Issue #1594, opened 2021-09-15
Proposal: Add Sensitive Data Labels


MovieStoreGuy:
## The Pitch
The idea is rather simple, extending the current OTLP to include an additional dictionary that is intended to store sensitive data. 

## The Rationale
Making the use of sensitive data being explicit instead implicit means that data vendors, data processors (pre and post) can first of all:
- Ensure any data regulations are followed (Thinking GDPR, CCPA, FedRamp to a degree)
- Allow for consumers of this data to handle the data correctly 

As we collect more telemetry from user's experiences, the likelihood of including UGC and PII increases and this should help those system that collect it to be clear on the actions they take on it.

## The outcome
The idea I have in mind and would love further discussion on is how this is consumed by the client (the application actually sending the data).

The idea being that the OTLP is extending to include another dictionary that is explicit in its sensitive nature and the SDK implement a `AddSensitiveLabel` method to make it clear on what it is.

From that the otel-collector could filter, drop, or transform those labels if they are known. 

From there, the exported data vendors / processes can set up ingestion policies on what should happen when sensitive data arrives.

lmolkova:
I believe it can be done today with annotations:

```yaml
- id: sensitive.attribute
  annotations:
    sensitivity: PII | secrets | all | none  # need to define and polish this enum
    reduction:  # this could be added later, need some design
      strategy: drop  # more strategies can be defined, e.g. regex, `strategy` serves as a discriminator for `reduction` type
```

svrnm:
> I believe it can be done today with annotations:
> 
> - id: sensitive.attribute
>   annotations:
>     sensitivity: PII | secrets | all | none  # need to define and polish this enum
>     reduction:  # this could be added later, need some design
>       strategy: drop  # more strategies can be defined, e.g. regex, `strategy` serves as a discriminator for `reduction` type

If we want to start with something simple, yes, this could work, but it's important to recognize, that sensitivity can be contextual, especially when it is PII, e.g. we had these examples with a user id or an IP address being sensitive based on the context. But maybe it's possible to encode that as well, I think a lot of it boils down to the question if there is a human person on the client side of the communication, or if any data that's added as an attribute refers to a real human.

PR #3310, opened 2026-01-19
Indicate that `exception.message` attribute may contain sensitive information

lmolkova:
Towards #2967

`exception.message` is recorded by default on span-events (for now) and logs. It's stable and too useful.
At the same time, there are known cases when exception message contains things like connection strings or user_ids. 

It is not recommended to include sensitive information in exception messages.

In many cases, exceptions are thrown and recorded as telemetry by  different components. As a result, it may not be possible for  instrumentation to prevent sensitive information from being recorded.

Additional processing in the telemetry pipeline may be necessary to remove sensitive information.

So adding sensitivity warning on the attribute. https://github.com/open-telemetry/semantic-conventions/issues/1594 would improve this story (by making sensitivity note machine readable).

### DIFF
--- a/.chloggen/exception-message-sensitive.yaml
+++ b/.chloggen/exception-message-sensitive.yaml
@@ -1,4 +1,4 @@
 change_type: enhancement
 component: exception
 note: Indicate that `exception.message` attribute may contain sensitive information.
-issues: [2967, TODO]
+issues: [2967, 3310]
--- a/docs/exceptions/exceptions-logs.md
+++ b/docs/exceptions/exceptions-logs.md
@@ -54,7 +54,7 @@ The table below indicates which attributes should be added to the
 
 > [!WARNING]
 >
-> This attribute contains sensitive (PII, secrets) information
+> This attribute may contain sensitive information.
 
 **[3] `exception.type`:** Required if `exception.message` is not set, recommended otherwise.
 
--- a/model/exceptions/registry.yaml
+++ b/model/exceptions/registry.yaml
@@ -23,7 +23,7 @@ groups:
         note: |
           > [!WARNING]
           >
-          > This attribute contains sensitive (PII, secrets) information
+          > This attribute may contain sensitive information.
       - id: exception.stacktrace
         type: string
         stability: stable
--- a/docs/exceptions/exceptions-spans.md
+++ b/docs/exceptions/exceptions-spans.md
@@ -44,7 +44,7 @@ This event describes a single exception.
 
 > [!WARNING]
 >
-> This attribute contains sensitive (PII, secrets) information
+> This attribute may contain sensitive information.
 
 **[3] `exception.type`:** Required if `exception.message` is not set, recommended otherwise.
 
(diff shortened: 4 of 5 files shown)


.chloggen/exception-message-sensitive.yaml
```diff
@@ -0,0 +1,4 @@
+change_type: enhancement
+component: exception
+note: Indicate that `exception.message` attribute may contain sensitive information.
+issues: [2967, TODO]
```
lmolkova:
```suggestion
issues: [2967, 3310]
```

model/exceptions/registry.yaml
```diff
@@ -20,6 +20,20 @@ groups:
...
+          In many cases, exceptions are thrown and recorded as telemetry by
+          different components. As a result, it may not be possible for
+          instrumentation to prevent sensitive information from being recorded.
+
+          Additional processing in the telemetry pipeline may be necessary to
+          remove sensitive information.
+
+          > [!WARNING]
+          >
+          > This attribute contains sensitive (PII, secrets) information
```
arminru:
```suggestion
          > This attribute may contain sensitive information like PII or authentication secrets.
```
Unless you want to stick more closely to the example we currently give at https://github.com/open-telemetry/semantic-conventions/blob/main/docs/how-to-write-conventions/README.md#defining-attributes.

pellared: I was about to suggest almost the same

```suggestion
          > This attribute may contain sensitive (PII, secrets) information
```

lmolkova: thanks, great catch!  copied it from somewhere apparently without reading 🤦‍♀️

docs/exceptions/exceptions-logs.md
```diff
@@ -44,13 +44,27 @@ The table below indicates which attributes should be added to the
...
 **[1] `exception.message`:** Required if `exception.type` is not set, recommended otherwise.
 
-**[2] `exception.type`:** Required if `exception.message` is not set, recommended otherwise.
+**[2] `exception.message`:** It is NOT RECOMMENDED to include sensitive information in exception messages.
+
+In many cases, exceptions are thrown and recorded as telemetry by
+different components. As a result, it may not be possible for
+instrumentation to prevent sensitive information from being recorded.
+
+Additional processing in the telemetry pipeline may be necessary to
```
lmolkova: @trask wanted to make a suggestion,  leaving a comment so it's not get accidentally merged

model/exceptions/registry.yaml
```diff
@@ -20,6 +20,21 @@ groups:
...
+          instrumentation to prevent sensitive information from being recorded.
+
+          Additional processing in the telemetry pipeline may be necessary to
+          remove sensitive information.
+
+          > [!WARNING]
+          >
+          > This attribute may contain sensitive information like PII or
+          > authentication secrets.
+
```
trask: I kind of prefer just tagging it as "may contain sensitive information", wdyt?

```suggestion
        note: |
          > [!WARNING]
          >
          > This attribute may contain sensitive information.

```

PR #1638, opened 2021-05-20
Updated build instructions for linux

vrockz747:
Added instructions for ```broken packages``` error while installing using ```apt-get```

### DIFF
--- a/docs/build_linux.md
+++ b/docs/build_linux.md
@@ -28,7 +28,15 @@ Pencil2D relies on the %Qt application framework so you must install it before y
 
 Pencil2D must be built with the %Qt 5 framework. To install %Qt 5, run this command:
 
-    sudo apt install qt5-default qt5-qmake libqt5xmlpatterns5-dev libqt5svg5-dev qtmultimedia5-dev
+    sudo apt install qt5-default qt5-qmake libqt5xmlpatterns5-dev libqt5svg5-dev qtmultimedia5-dev qttools5-dev-tools
+    
+###NOTE 
+
+For some cases installing via  `apt-get` may give `broken packages error`, in such case try installing using `aptitude`:
+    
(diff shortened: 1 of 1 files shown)


vrockz747:
Please review this PR @J5lx

Jose-Moreno:
@vrockz747 I've updated the automation and labels for this PR. We'll now have to wait for a reviewer to merge this. Thanks again for your contribution.

scribblemaniac (commented):
I don't think this additional note should be included in our documentation. Quite frankly, these broken packages are likely an issue specific to your system and are not something that I would expected to happen commonly when using apt normally. Likely an installation of one of these packages or their dependencies failed, either during running this command for the first time, or potentially from a previous package installation attempt. For issues specific to one system, or that are not directly related to the setup/build process, it is best if we defer support to external resources such as StackOverflow.

vrockz747:
Makes sense @scribblemaniac, I will then close this PR

vrockz747:
Makes sense @scribblemaniac, should i just add this [reference] (https://askubuntu.com/questions/223237/unable-to-correct-problems-you-have-held-broken-packages) instead?

chchwy:
Please add it as a reference, please. :)

scribblemaniac:
We have discussed these changes further and have decided that while providing additional guidance to help users compile our program is welcome, we believe in this particular case that the issue you've encountered is too specific to warrant any inclusion in our documentation at this time. We can always revisit this later if we find other people experiencing similar issues.

Speaking personally now as a person who has used a Debian-based distro as his primary OS for many years now, you will encounter many issues like this where you just have to look them the error on StackOverflow or elsewhere online. A broken package could be caused by many things, none of which we have any control over. It could have been an issue with the package of one of the dependencies of this program, or it could have been any error during a previous package installation/update. This is not something I would expect to happen often when following the instructions outlined in our Linux compilation guide.

Sorry for taking so long to deal with this relatively minor PR. Things sometimes move very slowly around here. Thank you for your contribution.

PR #1647, opened 2021-07-13
Run tests without window system integration

J5lx:
As long as we don’t do anything in the tests that actually requires window system integration, this should be enough to make the tests run on CI. Otherwise we’ll need to run an actual display server for the Linux tests, which seems like something of a hassle.


chchwy:
Thanks!

PR #1649, opened 2021-07-20
Fixed duplicate word (line 41)

kant:


chchwy:
Thanks. It also reminds me that the build guide is outdated. I will update it.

****

* _REQUIREMENT_:
Wherever the word "will" appears in a line of the data, copy that line.

* _RESPONSE BELOW_:
Makes sense @scribblemaniac, I will then close this PR
Speaking personally now as a person who has used a Debian-based distro as his primary OS for many years now, you will encounter many issues like this where you just have to look them the error on StackOverflow or elsewhere online. A broken package could be caused by many things, none of which we have any control over. It could have been an issue with the package of one of the dependencies of this program, or it could have been any error during a previous package installation/update. This is not something I would expect to happen often when following the instructions outlined in our Linux compilation guide.
Thanks. It also reminds me that the build guide is outdated. I will update it.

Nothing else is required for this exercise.